Geometric topology is more motivated by objects it wants to prove theorems about. Geometric topology is very much motivated by low-dimensional phenomena -- and the very notion of low-dimensional phenomena being special is due to the existence of a big tool called the Whitney Trick, which allows one to readily convert certain problems in manifold theory into (sometimes quite complicated) algebraic problems. The thing is the Whitney trick fails in dimensions 4 and lower.

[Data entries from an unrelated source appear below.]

PR #61, opened 2026-06-15
Eko 278/3d5 refactor filestoragewrapper and scriptrunnerwrapper to nullable

Iam-Ebuka:
- refactor of fileStorageWrapper to nullable structure.
- refactor of scriptRunnerWrapper to nullable structure.

https://linear.app/ekohacks/issue/EKO-278/3d5-refactor-filestoragewrapper-and-scriptrunnerwrapper-to-nullable


KevinOrfas (commented):
Good direction. All four wrappers look the same now: the wrapper holds the emitter, the adapter has a `watch()`, like Mongo and the socket. The notes below are mostly about recording getting switched on in the wrong places, plus one design question about the real path.

On tests: this PR adds two new tests, but they mostly repeat ones we already have. The new file storage test repeats the existing `tracks save, exists, and remove operations` test. The new script runner test repeats the existing `tracks successful executions` test. The thing this PR actually changed, real instances now sending events, has no test at all. That is the test worth adding, once you have settled the real path question above.

server/infrastructure/fileStorage.ts
```diff
@@ -1,98 +1,144 @@
...
+    return new FileStorageWrapper(factory.instance());
   }
 
   async save(name: string, data: Buffer): Promise<void> {
     if (!name) {
       throw new Error('File name cannot be empty');
     }
-    return this.fs.save(name, data);
+    await this.adapter.writeFile(name, data);
+    this.openWatchIfNeeded();
```
KevinOrfas: `trackChanges()` is what turns on recording of file operations. The trouble is that `save` turns it on only after it has already run and sent its event, so that event is missed. I checked it. Call `save`, then `trackChanges`, and nothing is recorded. `exists` and `remove` turn it on before their work, so the three do not even match each other.

The fix is to let only `trackChanges` turn recording on, which it already does, and delete `openWatchIfNeeded()` from `save`, `exists`, `remove`, and `exec`. Nothing that gets recorded changes. Mongo does it the same way. The empty `return;` just below can go too. (Same shape in `exec` at `scriptRunner.ts:34`.)

server/infrastructure/fileStorage.ts
```diff
@@ -1,98 +1,144 @@
...
+      this.emitter.off(CHANGE_EVENT, listener);
+    };
   }
 }
 
-interface StubbedFileSystemOptions {
-  save?: unknown[];
-  exists?: Error[];
-  remove?: unknown[];
+class StubbedFileSystemFactory {
```
KevinOrfas: This factory does not do anything. `instanceCache` is always `undefined`, so the `if` never runs and `instance()` just builds a new `StubbedFileStorage` every time, which is what `createNull` did directly before this change.

So delete the class and go back to `new FileStorageWrapper(new StubbedFileStorage(options))`. Mongo has a factory because it caches one per collection name. Here there is nothing to cache.

On the type: `?: T | undefined` is redundant, since the `?` already means 'or undefined', but it goes away with the class anyway.

server/infrastructure/fileStorage.ts
```diff
@@ -1,98 +1,144 @@
...
   constructor(basePath: string) {
     this.basePath = basePath;
   }
 
-  async save(name: string, data: Buffer): Promise<void> {
+  async writeFile(name: string, data: Buffer): Promise<void> {
     const fullPath = this.resolve(name);
     await mkdir(dirname(fullPath), { recursive: true });
     await writeFile(fullPath, data);
+    this.emitter.emit(CHANGE_EVENT, { type: 'save', name, data });
```
KevinOrfas, line 105: Real `save`, `exists`, `remove`, and `exec` now build and send an event every time they run. They did not before. `trackChanges` used to just throw on a real instance. Since `trackChanges` is only used by tests, in production nobody reads these events, so it is a little wasted work on every file operation.

Did you mean to make the real path recordable, or should real do nothing on `watch()` and leave recording to the null version? Your call. (`RealProcessRunner.exec` at `scriptRunner.ts:64` does the same.)

server/infrastructure/fileStorage.ts
```diff
@@ -1,98 +1,144 @@
...
-    return this.fs.trackChanges();
+    this.openWatchIfNeeded();
+    return new OutputTracker(this.emitter, CHANGE_EVENT);
+  }
+
+  private openWatchIfNeeded(): void {
+    if (this.stopWatch) {
+      return;
+    }
+    this.stopWatch = this.adapter.watch((raw) => {
```
KevinOrfas, line 78: `stopWatch` is saved but never called, so there is no way to turn the listener off. Harmless now, since these run for the whole life of the app, but Mongo has a `closeWatchIfUnused` to match if it ever matters.

server/infrastructure/fileStorage.ts
Iam-Ebuka: I didn't see where you are referring to with this: ` On the type: ?: T | undefined is redundant, since the ? already means 'or undefined', but it goes away with the class anyway.`

server/infrastructure/fileStorage.ts
Iam-Ebuka: Yeah, that was the idea of the refactor. The real should do the same thing as the nullable but we can pair on this to decide what shape this takes

server/infrastructure/fileStorage.ts
Iam-Ebuka: Can we pair on this one?

KevinOrfas (approved):

PR #75, opened 2026-06-23
Eko 219/4a2 structured error for unknown methods

Iam-Ebuka:
- test: throws structured error for unknown method
- Add structured 404 errors for unknown methods.

Replaces runtime failures with a consistent RpcError when calling undefined methods, adds test coverage, and centralizes error creation via methodNotFound().

https://linear.app/ekohacks/issue/EKO-219/4a2-structured-error-for-unknown-methods


shared/types.ts
```diff
@@ -63,3 +63,17 @@ export function isChangeEvent(data: unknown): data is ChangeEvent {
 // ── Method definitions ──────────────────────────────────────────────────────
 
 export type MethodFn = (...args: unknown[]) => Promise<unknown>;
+
+export function methodNotFound(code: number, name: string): never {
```
KevinOrfas: Have the factory build and return the error rather than throw inside it, and bake in the 404 so the caller doesn't pass it (nothing stops `methodNotFound(200, name)` today, and 404 is the whole point of a not-found helper):

```ts
export function methodNotFound(name: string): RpcError {
  return new RpcError(404, `Method not found: ${name}`);
}
```

Then throw at the call site in `methods.ts`. You'll need to `export` `RpcError` for the return type.

shared/types.ts
```diff
@@ -63,3 +63,17 @@ export function isChangeEvent(data: unknown): data is ChangeEvent {
...
+  throw new RpcError(code, `Method not found: ${name}`);
+}
+
+class RpcError extends Error {
```
KevinOrfas: `EkoLiteError` already exists in `shared/protocol.ts` (`{ code, message, details? }`) and it's what `Publications` returns. `class RpcError extends Error implements EkoLiteError` keeps the two error types the same shape, so 4.B can treat method and publication errors together. Name's good, keep it.

server/logic/methods.ts
```diff
@@ -13,8 +13,9 @@ export class Methods {
   async call(name: string, args: unknown[]): Promise<unknown> {
     const method = this.methods.get(name);
     if (!method) {
-      throw new Error(`Method not found: ${name}`);
+      methodNotFound(404, name);
```
KevinOrfas: This throws but doesn't read like it (it only compiles because the helper is typed `never`). With the factory returning the error, make the throw explicit:

```ts
if (!method) {
  throw methodNotFound(name);
}
```

tests/logic/methods.test.ts
```diff
@@ -9,6 +9,14 @@ describe('Methods', () => {
...
 
+  it('throws structured error for unknown method', async () => {
+    const methods = new Methods();
+    await expect(methods.call('nope', [])).rejects.toMatchObject({
+      code: 404,
+      message: 'Method not found: nope',
+    });
+  });
+
   it('throws when calling a method that is not defined', async () => {
```
KevinOrfas: This only checks the message, and the structured test just above covers the same path with more. Drop this one.

KevinOrfas (commented):
This works and CI's green, and putting `methodNotFound` in `shared/types.ts` is the right move since 4.B will want the same factory. A few inline notes.

One question: this branch carries the duplicate-define guard and the redefine and non-string tests from #40. Are the two going up together, or does #40 merge first and this rebase on top?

As to my background, I've learnt Boothby's book "An Introduction to Differential Manifolds ...". I recently want to dive in some depth into Geometric Topology. But I found the literature is quite a mess. Could anyone suggest a textbook or at least a sequence of books and papers that leads to the frontier of this field?
Stillwell's book Classical Topology and Combinatorial Group Theory is a good first place to start to get a feel for the techniques of geometric topology. If you want to get your feet wet in the world of $4$-manifolds, there's a great book called The Wild World of $4$-manifolds by Scorpan which could serve as a source of further papers for you to look at. For $3$ dimensions, I would start to learn some knot theory. There are many good books on this.
In general, you will still need to know algebraic topology, even if you are only interested in the geometric side of things. In my opinion, Hatcher's book Algebraic Topology does a superb job explaining the subject while maintaining geometric intuition.